A thorny aerodynamics problem is about to get a Netflix-style “big data” treatment from a Michigan-led team of engineers. They’re developing a better description of turbulence, which could enable radical, more efficient airplane designs and improve prediction in other fields where chaotic flow comes into play – from the human bloodstream to weather forecasting.
“The general impression within the turbulence modeling community is that ideas for improved models have completely stagnated, especially over the past two decades,” said Karthik Duraisamy, an assistant professor of aerospace engineering at U-M. He heads the project, which includes collaborators at Stanford, Iowa State, Boeing and the Silicon Valley firm Pivotal Inc. “We are going to take a completely new approach.”
To maximize fuel economy in terms of lift and thrust, an airplane wing must consistently maintain smooth airflow just at the point where a little more speed would break the air up into disorganized eddies. When this swirling flow – or turbulence – dominates, efficiency takes a nosedive.
Engineers would like to design wings that reliably operate at peak performance on computers before they spend hundreds of millions of dollars building, testing and tweaking prototypes. “These models are not typically very accurate, causing a great deal of frustration among designers,” said Duraisamy.
The major snag is turbulence. To the chagrin of scientists, its chaotic nature has defied an accurate mathematical description.
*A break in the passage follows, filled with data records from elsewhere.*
PR #66, opened 2026-08-01
feat(sikaegshop): the stock count the price row never carried

muhammadbayoumi:
SIKAEGSHOP publishes a remaining-stock count for every product. The connector
read that number **twice** and put it nowhere a query can reach:

- `_availability` reduced it to the word `in_stock` / `out_of_stock`
- `enrichment_rows` filed it in the attribute bag, as prose keyed by a name

The PRICE row — the one column a reader can filter, chart and compare against
another shop — was never given it.

## Measured on the live warehouse (read-only, 2026-07-30)

| source | observations | carrying a count | offer_state rows | carrying a count |
|---|---|---|---|---|
| **SIKAEGSHOP** | **252** | **0** | **87** | **0** |
| MADAR | 6,146 | 0 | 3,425 | 297 |
| MASDAR | 617 | **617** | 617 | **617** |

MASDAR is the control: the column works end to end, because `hybris.py` has
passed `stock_quantity=` since it was written.

## No migration, no `PAYLOAD_VERSION` bump

Nothing is being added. `stock_quantity` is already in the row contract
(`scrapex/rowspec.py:83`), already in the 34-column header, and ingest already
stores it (`scrapex/ingest.py:685, :760, :1229, :1267`). The connector simply
never filled it in — the fix is one keyword argument and the reasons for its
shape.

## The rule: store what the shop says, never invent a zero

A live census of all 87 products (captured for this PR, 8 pages, read-only GETs
on the same open endpoint the connector already crawls):

- **87/87** publish the `stock_quantity` key, all non-null, `int` on all 87
- **16/87 publish `0` — and all 16 carry `is_active: true`**
- range 0 … 4000

Those 16 are the whole argument. The shop lists them and says none are left at
the same time, so a falsy guard would silently discard the most
decision-changing thing it states, on 18% of the catalogue. The inverse error is
worse: defaulting an absent count to `0` would announce "sold out" about a
product the shop never discussed. Hence an explicit `is not None`, never
truthiness — and both halves get a test.

`_stock_count` is extracted so `_availability` and the price row read the same
number through the same fallback chain; deriving it twice is exactly how one of
them could answer `in_stock` from a figure the other never wrote down. `bool` is
excluded because `isinstance(True, int)` is True and this family's sibling keys
are flags.

The enrichment row **keeps its opposite, falsy guard**, deliberately: an
attribute bag is prose, where an absent row and a `0` row read the same to a
human, and letting the 0 through there would also start printing
`Maximum stock level: 0` on 85 of 87 products. A price column is a measurement,
where NULL and 0 are different claims. Its comment now says so.

## Why every warehouse test crawls twice

A single ingest into an empty database **cannot fail**. The first observation of
an offer is always appended — there is no open period to compare against — so
the count lands whatever the append gate does, and the test is green while the
value is dropped on every crawl after the first. Each warehouse test here
ingests twice and asserts the row written by the second, following the whole
trip: row → payload → ingest → warehouse, with the payload asserted in the
middle so a downstream failure can never be blamed on transport.

## ⚠️ Merge #42 first — 3 of the 8 tests wait on it

**#42 was still open when this was measured.** Verified by applying its
`ingest.py` diff to this tree and removing it again:

| state | this file | full suite |
|---|---|---|
| with #42 | **8/8 pass** | **green** |
| without #42 | 5/8 pass | only those 3 fail |

Without #42, crawl 2 reports `confirmed=1 / observations=0`: the figure reaches
`offer_state` and nothing else. That is the bug seen from the other end —
`offer_state` is a cache rebuilt from the latest observation, so a count landing
only there does not survive a rebuild. `price_observation` is the durable home,
which is why the assertions anchor on it and read `offer_state` second.

**Nothing else in the suite moves either way**, so the connector change is
compatible with `main` on its own; it is these three assertions, and only these,
that are red until #42 lands.


muhammadbayoumi:
Brought `main` in — **merged clean, no conflicts**; main never touched `custom_json.py`. Full suite on the merged result: **exit 0, zero FAILED**. The three red tests were entirely the stale base: this branch was written against main's `8fe16e6` ingest-gate fix and sat 16 commits behind it.

Reviewed and **not redundant** with `8fe16e6`. That commit fixed the INGEST gate (`_still_the_same_price`) so a moved stock figure forces an observation append, and its own message says of MADAR "the connector was not the gap". For SIKAEGSHOP the connector **is** the gap, and main has never closed it — no `stock_quantity=` on the price row anywhere in `custom_json.py`. These are complementary halves.

**One condition, not a blocker.** `stock_quantity` is invisible to a reader: zero occurrences in `scrapex/reports.py`, `scrapex/webui/static/grid.js` and `extension/`. After this merges, a re-crawl stores the number and no column, export or panel shows it — the same shape as the accident that stranded PR #51. Capturing the value is still strictly right (an uncaptured observation is lost forever, a display can be added any time), so this merges; the display half needs its own issue.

Turbulent flow can be calculated precisely in situations involving low-speed breezes over small bodies, such as insect flight, but accurate simulations of fast-moving flows typical of airplane flight require too much computing power.
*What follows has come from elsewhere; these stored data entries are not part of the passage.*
PR #68, opened 2026-08-01
Stop the freshness line from crushing the dataset name

muhammadbayoumi:
Owner report (item 2 of the UI defect list): «تشوه المحتوى فى قائمة dataset بعد اضافة تاريخ اخر جولة» — the dataset list was mangled after the last-crawl date was added. In the screenshot `madar`, `masdar`, `samehgabriel` and `sika` all render as four characters and an ellipsis, with the `[Row N]` badge overlapping the text.

## Cause

The caption went into `grid-column: 2` — the same narrow `auto`-width column the badge lives in. `Last crawled 2026-07-30 10:15 UTC · 19,548 rows seen` is much wider than `Row 19,548`, so that column grew to fit the caption and took the width from column 1, where the name is. The name was never at fault; it had nowhere left to go.

## Fix

The caption describes the dataset, not the badge, so it spans the card on its own row — `grid-column:1/-1; grid-row:2` — with the identity and the badge pinned to `grid-row:1` so it cannot be auto-placed back beside them. It stays one line (`min-width:0` so the grid item will shrink below its content, then ellipsis) and gains a `title` so the full value is still readable when cut: the card decides **where** a fact is shown, never **what** it says.

Asset version `source-ui-8` → `source-ui-9` — a cached stylesheet would keep the old placement, which is the entire defect.

## Verification

Full suite green; contract parity 3/3. Each of the three new guards was proved to bite by re-breaking the fix:

| re-break | result |
|---|---|
| caption back in `grid-column:2` | `test_..._does_not_crush_the_name` fails |
| `min-width:0` dropped | `test_..._stays_readable_when_truncated` fails |
| `title` removed | `test_..._stays_readable_when_truncated` fails |

### DIFF
--- a/scrapex/webui/static/pages/data-workspace.css
+++ b/scrapex/webui/static/pages/data-workspace.css
@@ -50,15 +50,24 @@
   box-shadow:inset 3px 0 var(--accent)}
 .dataset-choice[hidden]{display:none}
 .dataset-choice>.source-identity{grid-column:1;grid-row:1;min-width:0}
-.dataset-choice>.source-identity-meta{grid-column:2;grid-row:1;align-self:end;font-size:.58rem;white-space:nowrap}
+/* Kept as it was. This selector matches NOTHING: source_metric nests
+   .source-identity-meta inside .source-identity-footer, so the [Row N] badge is
+   never a direct child of the card and never a grid item. Verified by rendering
+   a card: its ancestors are source-identity > source-identity-footer. Left in
+   place because removing pre-existing dead CSS is not this fix's business, but
+   named here so nobody reasons from it again — including this file's own
+   previous comment, which did. */
+.dataset-choice>.source-identity-meta{grid-column:2;align-self:end;font-size:.58rem;white-space:nowrap}
 /* THE FRESHNESS LINE IS A CAPTION ON THE CARD, NOT A FIGURE BESIDE IT.
-   It was placed in grid-column 2 — the narrow auto-width column the [Row N]
-   badge lives in — so "Last crawled 2026-07-30 10:15 UTC · 19,548 rows seen"
-   widened that column until the NAME had nothing left: madar, masdar,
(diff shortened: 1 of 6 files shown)


muhammadbayoumi:
## Reviewed my own PR against latest main and found three real defects in it

All three sat where no test looked, which is why the suite was green throughout. Fixed in `b110e7d`.

**1 — the title was a strict prefix (blocking).** It stopped at `UTC` and omitted `· 19,548 rows seen`: precisely the tail that the `text-overflow:ellipsis` added by this same PR removes. It recovered only the part you could already read, and on main that figure had been legible because the caption wrapped. The line is now built once and used for both the visible text and the title, so they cannot drift.

**2 — a guard protected a rule that styles nothing (blocking).** The test asserted `grid-row:1` on `.dataset-choice > .source-identity-meta`. That selector matches no element: `source_metric` nests `.source-identity-meta` inside `.source-identity-footer`. Verified by rendering a real card — ancestors are `source-identity > source-identity-footer`. The assertion is gone, the `grid-row:1` I had added to that rule is withdrawn, and the rule is left otherwise exactly as main had it; removing pre-existing dead CSS is not this fix's business.

**3 — the comment named the wrong cause.** A comment is the permanent record, and mine blamed the `[Row N]` badge for occupying column 2. Nothing occupies column 2. The card is `grid-template-columns:minmax(0,1fr) auto`; the freshness line was the only item in the `auto` track, so it set that track's width and `minmax(0,1fr)` let column 1 pay for it. The badge is **inside** column 1 — it appeared to collide because the same track was squeezing it.

Also: the clamp applies to whichever caption renders, so `Has data, but no crawl has succeeded yet` and `Never run` are titled too. The rule belongs to the clamp, not to how long a string happens to be today.

**Verification.** Full suite exit 0, zero FAILED; parity exit 0. Both new guards proved to bite — a title reduced to its prefix fails the first, a caption shipped without one fails the second.

PR #67, opened 2026-08-01
fix(panel): Google Finance reaches the panel it was already advertised in

muhammadbayoumi:
The owner opened Settings looking for **Google Finance** and found nothing. The web page told him where to go — *"Controls live in the ScrapeX side panel under Settings → Google Finance"* — and **sent him to an empty place**.

## What happened

PR #51 was merged. Its server half, its web read-out and its tests are all on `main`. **Its extension half is not:** `extension/app.html` on `origin/main` contains **zero** mentions of Google Finance, and the two `google` hits in `app.js` are the Sheets navigation entry, unrelated. **50 lines of markup and 70 of wiring went missing** between the branch and main.

I do not know which step dropped them — the rebase merge reported nothing and **I took silence for success**. What I do know is that the branch commit still has them, and this restores exactly those two files from it.

## Verified not a revert

Taking whole files from an older commit is how a day's work disappears, so everything merged since was checked **by name** and is still present:

- the schema-lag banner
- `crawl_parallel_sources`
- the shared split button
- the crawl-pace section
- the resume wiring

The only deletions are five cosmetic lines the renumbering re-inserts.

## And the test caught what I missed

The restore also brought back four `<small>` descriptions that **#47 had deliberately removed** from the split-button menu, and `test_the_log_controls_are_one_shared_split_button` failed on the exact sentence.

That is the difference between a test that works and a test that decorates — and it was written today by the session that removed them.

Settings sections renumber to 01–07 with no duplicate index.

**1706 passed, 1 xfailed.** Contract parity **3/3**.

🤖 Generated with [Claude Code](https://claude.com/claude-code)

PR #72, opened 2026-08-01
Google Finance controls and dataset — the feature PR #51 merged into a branch that had died five seconds earlier

muhammadbayoumi:
**This PR re-targets work that is already written, already tested, and completely absent from `main`.** Nothing here is new code.

## What happened

| time | event |
|---|---|
| `2026-08-01T05:03:54Z` | **PR #48** `codex/fix-idle-ui-cpu` → **main**, squash-merged as `0c1571a`. The squash carried four files: `jobs.py`, `rates.py`, `tests/test_idle_cost.py`, `tests/test_rates.py`. |
| `2026-08-01T05:03:59Z` | **PR #51** `codex/google-finance-control` → **`codex/fix-idle-ui-cpu`** — *not* main. Merged into a branch that had been consumed five seconds earlier. |

GitHub reports #51 as **MERGED**, truthfully: it was merged into its stated base. That base had already been squashed into main and no longer fed anything. So the sixteen files and 934 insertions went into a dead end, and `main` has never seen them.

Proof `main` has none of it: `GET /api/rates/google-finance` → 404, `GET /data/google-finance` → 404, `POST /api/rates/google-finance/refresh` → 404, `POST /api/settings` → 400 `unknown setting 'google_finance_auto_refresh'`. `git grep -in "google.finance" origin/main` returns only prose in a migration, the backlog and two comments — no route, no setting, no template.

This is why the owner reports **"Google Finance does not appear in settings"**, and why **#67** — which restores the extension half believing the server half is on `main` — would ship four dead controls.

`codex/fix-idle-ui-cpu` and `codex/google-finance-control` now have **identical trees**, because #51's merge put the second inside the first. Either branch carries this work; this PR uses the better-named one.

## It honours the settings rule

Controls live in the side panel — `google_finance_auto_refresh`, `google_finance_refresh_hours`, `finance-save`, `finance-refresh`, `finance-dataset` are all asserted present in `extension/app.html`. The web page gets a **read-only** table plus a line pointing at the panel. The branch **extends** `tests/test_settings_live_in_the_extension.py` with a test asserting the controls are in the panel, rather than adding an exemption to it.

## One conflict, and the recommended resolution

`scrapex/rates.py` only. Four hunks:

1. **Docstring wording** — take this branch's; "the selected interval" is accurate once the interval is configurable.
2. **`if not automatic_refresh_enabled(conn): return False`** — take this branch's; it is the new off switch.
3. **`REFRESH_AFTER_S` → `refresh_interval_hours(conn) * 3600`**, plus the new `refresh_now()` — take this branch's. `DEFAULT_REFRESH_HOURS = 6.0`, so behaviour with no setting stored is unchanged.
4. **`refresh_if_due` body → `return refresh_now(conn, fetcher, now=stamp)`** — take this branch's, **but keep main's longer comment**. Main's version documents why the throttle stamp is committed *on its own* before the fetch (an escaping `CrawlBlocked` otherwise rolls it back and a blocked quote page becomes a request every half-second). `refresh_now()` does preserve that commit-before-fetch ordering — verified — but its two-line comment is the weaker record of a hard-won incident.

## Verified

I merged `main` + **#67** + this branch (hunk 4 resolved as above) + **#70**, in a scratch worktree:

- `python -m pytest -q` → **exit 0, zero FAILED**
- `node contract/parity/parity.test.mjs` → foldDigits 8/8, optionFingerprint 5/5, recordHash 3/3
- `node --test extension/tests/*.test.mjs` → exit 0 · `node --test apps_script/tests/*.test.mjs` → exit 0
- `validate-manifest` → OK, 11 sources

No duplication with #67: after both merges each panel id appears **exactly once** in `extension/app.html`, and the `app.js` handler once. `extension/app.js` is byte-identical between the two; only `app.html` differs, where #67 adapted it to today's markup.

**I have not merged this.** The conflict is real and the resolution above is a recommendation, not a decision.

### DIFF
--- a/.github/workflows/ci.yml
+++ b/.github/workflows/ci.yml
@@ -38,6 +38,15 @@ jobs:
           echo "panel tests collected: ${count:-0}"
           test "${count:-0}" -ge 40
       - name: Tests (Python engine + Python-vs-frozen contract)
+        # tests/conftest.py restores a prebuilt schema template instead of
+        # replaying 57 migrations per test, which is what turns a ~30-minute
+        # local suite into ~6 minutes. It is a developer-loop convenience, and
+        # this is the line that keeps it one: CI runs the REAL stream 805 times,
+        # so the authority on green tests exactly what it tested before that file
+        # existed. Same reasoning as the panel gate above — a guard that can
+        # vanish quietly is the defect.
+        env:
+          SCRAPEX_FULL_MIGRATIONS: "1"
         run: python -m pytest -q
 
   contract-parity:
--- a/design/components.css
+++ b/design/components.css
@@ -1193,6 +1193,7 @@ code {
  * placement; everything visual and interactive is this. Behaviour: split-button.js.
  * ======================================================================== */
 .split-button {
+  position: relative;
   display: inline-flex;
   align-items: stretch;
   border: 1px solid var(--line-strong);
@@ -1234,7 +1235,7 @@ code {
   transform: none;
 }
 .split-button-menu {
-  position: relative;
+  position: static;
   display: flex;
 }
 .split-button-menu > summary { list-style: none; }
@@ -1250,6 +1251,12 @@ code {
   border-end-end-radius: calc(var(--radius) - 1px);
   cursor: pointer;
 }
+.split-button-trigger:focus-visible {
+  position: relative;
+  z-index: 1;
+  outline: 2px solid var(--focus);
+  outline-offset: -2px;
+}
 .split-button-trigger .sx-icon { width: 1.05rem; height: 1.05rem; }
 .split-button-chevron {
   margin-inline-start: auto;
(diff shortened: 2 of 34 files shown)


muhammadbayoumi:
Brought `main` in and resolved, so this is now judged on the merged result.

**`scrapex/rates.py`** — the four hunks as recommended in the description: the branch's configurable interval, its `automatic_refresh_enabled` gate, its `refresh_now`, and `refresh_if_due` delegating to it. **Main's long comment moved into `refresh_now`** rather than being replaced by the two-line summary: it is the record of a real incident (an escaping `CrawlBlocked` rolled the stamp back and a blocked quote page became a request every half-second, each preceded by rebuilding the 1.3s HTTPS client). `refresh_now` does preserve the commit-before-fetch ordering; the paragraph is what stops someone reordering those statements later.

**`tests/test_rates.py`** — both sides kept. `--theirs` would have taken main's whole file and dropped this branch's own new tests that had merged cleanly.

**One real semantic conflict, caught by a test rather than by git.** This branch adds a third dataset card for the Google Finance rates, and its caption shipped with no `title`. PR #68, merged an hour ago, clamps everything inside `.dataset-choice-detail` to a single line — so "Ready - refresh after price data is collected" (44 chars) became truncatable with no way back to it. Git reported no conflict; `test_every_dataset_freshness_state_can_be_read_in_full` failed. The caption now follows the same rule as its two siblings: built once, used for both the text and the title.

Full suite exit 0, zero FAILED. Parity, extension tests, apps_script tests all exit 0. `validate-manifest` OK, 11 sources.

“You can go to the largest supercomputer in the world right now – one that can execute a quadrillion instructions a second – and you can run a simulation on that computer for the next 100 years, and you still may be able to solve just a fraction of a flow that’s important to a large commercial airplane such as the Airbus A380,” said Duraisamy.
By building a model from a database of airflow measurements and computations, he and his team hope to make predictions based on more realistic approximations.
A self-taught model
Duraisamy compares the method to algorithms for recommending films and products. “Netflix has this database with a large number of users who made a large number of choices. Based on this, what is the next choice you are going to make?” he said.
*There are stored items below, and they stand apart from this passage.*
PR #76, opened 2026-08-02
The version notice compares before it accuses

muhammadbayoumi:
Reported from the panel: a card headed **"The ScrapeX engine is older than this extension"**, with `Installed extension 0.1.0` and `Engine 0.1.0` printed directly beneath it, ending in **"Update the engine to 0.1.0."**

Two false statements on one card. The heading is contradicted by the two numbers under it, and the remedy is the version already installed.

## Cause

The branch fired on one fact — the engine published no capability report — and asserted a second one it never checked:

```js
if (!report && engine.reachable && engine.version) {
  notice.innerHTML =
    `<div class="setup-title">The ScrapeX engine is older than this extension</div>` + ...
    `Update the engine to ${esc(installed || "the extension's version")}.`
```

No comparison anywhere. And the remedy is built from the *extension's* version, so whenever the two sides match it prescribes what is already installed.

## Fix

Silence has three causes and they do not share a remedy:

| state | sentence | remedy |
|---|---|---|
| engine really is older | "The ScrapeX engine is older than this extension" | update the engine to the extension's version |
| both below the reporting floor | "This ScrapeX engine cannot say what it deploys" | update **both** to `CAPABILITY_REPORTING_SINCE` — the only number that changes anything |
| engine claims a reporting version and reported nothing | "This ScrapeX engine is not reporting what it deploys" | **restart it** — the files moved and the process did not; downloading anything is wasted effort |

`CAPABILITY_REPORTING_SINCE` is named on both sides and carried in the shared `version-vectors.json`, so the remedy cannot name a version one half does not believe in. It also reaches the live `/api/version` report, not just the test vectors.

## Guards

- `test_two_sides_at_the_same_version_are_not_told_one_is_older` — the reported case exactly
- `test_an_engine_at_a_reporting_version_that_stays_silent_is_told_to_restart` — the third cause
- `no refusal ever prescribes a version you already have` — walks every contract vector and fails any "Update the engine to X" where the engine is already at or past X
- `the reporting floor is the contract's, not a second opinion` — binds the two copies of the constant

**Proved to bite:** restoring the unconditional `engineIsOlder = true` fails both DOM tests; restored, all three pass. `node --test extension/tests` 19/19.

### DIFF
--- a/contracts/version-vectors.json
+++ b/contracts/version-vectors.json
@@ -1,6 +1,7 @@
 {
   "version": "0.2.0",
   "minimum_extension_version": "0.2.0",
+  "capability_reporting_since": "0.2.0",
   "note": "Both copies of capabilityProblem must reproduce every `problem` string exactly. Python: scrapex/version.py. JavaScript: extension/version.js.",
   "cases": [
     {
--- a/extension/app.js
+++ b/extension/app.js
@@ -9,7 +9,7 @@
 // Arabic renders right-to-left without disturbing the English chrome around it.
 import { checkEngine, getBackend, setBackend } from "./engine.js";
 import { autostartStatus, setAutostart, startEngine } from "./transport.js";
-import { capabilityProblem, deployedFrom, installedVersion } from "./version.js";
+import { capabilityProblem, deployedFrom, installedVersion, CAPABILITY_REPORTING_SINCE, isOlder } from "./version.js";
 
 const $ = (id) => document.getElementById(id);
 const esc = (v) => String(v ?? "").replace(/[&<>"']/g,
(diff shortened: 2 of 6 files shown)


muhammadbayoumi:
Confirmed live, and improved.

With the extension reloaded to 0.2.0 and the engine process still on 0.1.0, the card now reads correctly — the engine genuinely is older, and both numbers agree with the heading. The self-contradiction is gone.

But the remedy stopped at *Update the engine to 0.2.0*, and for this engine that is only half true. It runs on the owner's own machine from the same checkout, and it reports the version of the code **running**, not the code on disk. After a pull those differ until the process restarts — which is the ordinary case, not the rare one. The sentence was sending the owner to look for a download they already had.

It now says both, without claiming to know which: *Update the engine to 0.2.0 — and if its files are already 0.2.0, restart it so it loads them.*

Guarded in `test_an_engine_older_than_the_extension_says_so_in_different_words`. `node --test extension/tests` 19/19; the three notice tests pass.

muhammadbayoumi:
The reader asked what they were supposed to *do*, and they were right to.

The sentence was **Update the engine to 0.2.0 — and if its files are already 0.2.0, restart it so it loads them.** Nothing in the panel or on the page tells anyone which version is on disk. That is a decision the reader has no way to make, so it is not an instruction.

Restart first. It is free, it takes a second, and it fixes the common case — a process started before the last pull. Then the number itself answers the rest: if the engine still reports the old version afterwards, its files really are older.

All three sentences now open with the action and name where the control is — **"Restart engine"** on the ScrapeX Settings page, in the row that sits beside the very versions the card is talking about:

| state | what it now says |
|---|---|
| engine older | Press "Restart engine" on the ScrapeX Settings page. If it still reports 0.1.0 afterwards, its files really are older and need updating to 0.2.0. |
| both below the floor | Version reporting starts at 0.2.0, and both sides are below it. Update the files, then press "Restart engine" and reload this extension from chrome://extensions. |
| reporting version, silent | …the running engine is older than its own files. Press "Restart engine" on the ScrapeX Settings page — there is nothing to download. |

New guard: the free action must come before any mention of updating. `node --test extension/tests` 19/19; the three notice tests pass.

This is known as “machine learning” because humans aren’t developing the prediction software directly – instead, they write an algorithm that can condense information in a database into the predictive model. The accuracy of the model improves automatically with the amount and quality of the data.
“Applying learning techniques in turbulence is not as simple because Netflix- and Amazon-type predictions do not have to obey the laws of physics. So that’s the big challenge – to see how we can build physics into this machine-learning approach,” said Duraisamy.
One way that the team will include physics is by solving the turbulence problem for the simple scenarios that can be calculated without approximations. These solutions – from research groups all over the world – will populate the database wherever possible. For more complex situations, they plan to fill in the gaps with the most reliable experimental measurements they can find. This database will then be used to help provide approximations while solving turbulence model equations.
Some of this data could come from U-M labs, such as those of Luis Bernal, James Driscoll and Mirko Gamba, professors of aerospace. Their teams specialize in taking measurements of flow patterns, using high-speed laser imaging, that can be used to build aerodynamic simulations.
Putting it to work
Initially, the model built by Duraisamy and his colleagues will be applied to flows over airplane wings, but the same database could eventually feed models for other applications in aerodynamics. Also, it should be easy to keep the model up-to-date by re-running the machine-learning algorithms whenever new or improved measurements are added to the database.
If successful, the method could be expanded to other areas, including combustion and applications outside aviation. For instance, designers of many drug delivery systems need to model the pulsing of blood through arteries, which creates turbulence that affects whether drug carriers can bind to the vessel wall. Meteorologists need accurate models for turbulence in the atmosphere as it influences the formation and evolution of storm systems.
This work is funded as part of the first phase of a $1.6 million grant from the Leading Edge Aeronautics Research for NASA (LEARN) program. This collaborative project includes Juan Alonso, Brendan Tracey (Stanford University), Paul Durbin (Iowa State), Philippe Spalart (Boeing) and Pivotal Inc.